Florian Westphal wrote:
> Michael Zintakis <michael.zintakis@googlemail.com> wrote:
>> * add two variables to each nfacct object - 'pmark' and 'bmark', allowing
>> short-term traffic accounting to be implemented by placing a "mark" against
>> that object.
>>
>> This enables counting of traffic (both bytes and packets) since that mark has
>> been enabled/set, in addition to the main packet and byte counters.
> 
> And again.
> Why not simply add a 2nd accounting object, and then send traffic to
> it based on ruleset? (-m time, -m condition, -m set, etc.)?
We thought of that initially, but rejected that idea.

The marking feature is, at least in our case, primarily used to measure short-term traffic. What that means is for us to be able to gather information for traffic based on certain events or characteristics in short term (peak time or certain event during which we expect our traffic to rise/slow down dramatically for example) and produce the relevant statistics without affecting the main traffic counters.

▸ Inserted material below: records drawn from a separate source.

PR #2778, opened 2026-03-19
feat(large-file): add toast notification when opening a large file

lrq3000:
Notifies the user that there may be a delay in UI responsiveness but the action was correctly registered.

The toast notification shows the file size and it displays when opening a file from the files browser, when switching to Quicknote, and when switching to Todo. The threshold is set empirically at 512 KiB.

Changes were kept as minimal as possible.

Follow-up to #2769 implementing the UX improvement suggested by @pgorod in #2716 [here](https://github.com/gsantner/markor/issues/2716#issuecomment-4069012244).

## Authorship
Stephen Karl Larroque

Using OpenCode with ChatGPT Codex-5.3 and plan mode


gsantner (approved):
Thank you for the improvement.

The amount of changes are low and obligatory for this case

gsantner:
Upon further using Markor with this change included, I need to say it's pretty ineffective currently:

For i.e. videos the popup shows up (EmbedBinary Format which not reads but makes \<video src=`. But it loads instant.

Then I had a not-small file which indeed takes a few seconds to load, there it not showed up.

lrq3000:
Oh ok thank you for the heads up, my apologies, I did not even know markor could embed videos, I'll pay attention to that for future PRs. Thank you for tackling these issues with your latest commits. Is there any remaining issue you would like me to take care of ? 

The problem with the threshold is that it is arbitrary and dependent on the phone, there is no really obvious way to dynamically size the large file threshold to ensure it does not show up unnecessarily or on the contrary that it shows up for medium sized files on phones with more restricted ressources. 

To definitely fix this issue, I think we would need to rewrite the loading function to use a thread to check how long it takes to loah in realtime and then show a toast message, but this seems overkill to me, so I decided to implemented a simple heuristic with a fixed threshold, at worse it does not show up when it should or it shows up despite the phone being fast enough to process larger files, but in any case it remains useful for files that are expected to be very long to load (think 15s+). But again in 10 years phones will likely be able to open files this large fast enough so the toast messqge will then show up all the time.

That's why I believe the true solution is through the bigtextedit editor in the long run.

gsantner:
Hello, thanks but no need to apologize 😄 . I just meant to inform that I quickly found bad cases, and I improved it.

> Is there any remaining issue you would like me to take care of ?

This topic specifically should be good for now. While it not generally fixes something or makes faster, it shows information to user.

> The problem with the threshold is that it is arbitrary and dependent on the phone, there is no really obvious way

I tried in past (`isDeviceGoodHardware()` function) to get a somewhat helpful distincation, but yes we can't really know constant statically at compile time. For the toast it's good enough.

As of central editing component, I am very unsure as majority of what makes Markor and it's features centers around the current EditText solution.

Adding separate nfacct objects to the iptables rules (which is what I think you are suggesting above) isn't very efficient or practical, simply because: a) certain traffic is going to be spread over different iptables rules in different places (i.e. chains) and in order to add a "secondary" nfacct objects one needs to do that everywhere - in every rule - a certain "primary" nfacct object is used; b) a packet will have to pass through 2 nfacct objects in order to produce the desired effect (with marking, a packet passes and is counted simply once and that is the end of the story), not to mention that it would require nearly twice-as-much memory per accounting object, compared to if we use marking, so this is inefficient; and c) in order to add/remove nfacct objects for short-term traffic measurements like this and deploy what you are suggesting above, one needs to have full knowledge of the entire iptables structure and the whole netfilter system used, which is not always the 
case - at least not here, so what you suggest above isn't practical.
--
To unsubscribe from this list: send the line "unsubscribe netfilter-devel" in
the body of a message to majordomo@vger.kernel.org
More majordomo info at  http://vger.kernel.org/majordomo-info.html
Michael Zintakis - July 11, 2013, 6:56 p.m.
Pablo Neira Ayuso wrote:
> On Wed, Jul 10, 2013 at 07:25:22PM +0100, Michael Zintakis wrote:
>> * add two variables to each nfacct object - 'pmark' and 'bmark', allowing
>> short-term traffic accounting to be implemented by placing a "mark" against
>> that object.
>>
>> This enables counting of traffic (both bytes and packets) since that mark has
>> been enabled/set, in addition to the main packet and byte counters.
>>
>> Signed-off-by: Michael Zintakis <michael.zintakis@googlemail.com>
>> ---
>>  include/uapi/linux/netfilter/nfnetlink_acct.h |  8 +++-
>>  net/netfilter/nfnetlink_acct.c                | 56 +++++++++++++++++++++++++++
>>  2 files changed, 63 insertions(+), 1 deletion(-)
>>
>> diff --git a/net/netfilter/nfnetlink_acct.c b/net/netfilter/nfnetlink_acct.c
>> index 18cd28e..809fa35 100644
>> --- a/net/netfilter/nfnetlink_acct.c
>> +++ b/net/netfilter/nfnetlink_acct.c
>> @@ -33,6 +33,8 @@ struct nf_acct {
>>  	atomic64_t		pkts;
>>  	atomic64_t		bytes;
>>  	u64			bthr;
>> +	u64			pmark;
>> +	u64			bmark;
>>  	u16			fmt;
>>  	u16			flags;
>>  	struct list_head	head;
> 
> Oh my...
> 
> You insist on your idea of using the kernel as a database to simplify
> your user-space program. All these fields are set/unset from
> userspace, they are not altered by packets at all. This does not
> belong here.
I don't "insist" on anything Pablo and I am not using the kernel as a database either.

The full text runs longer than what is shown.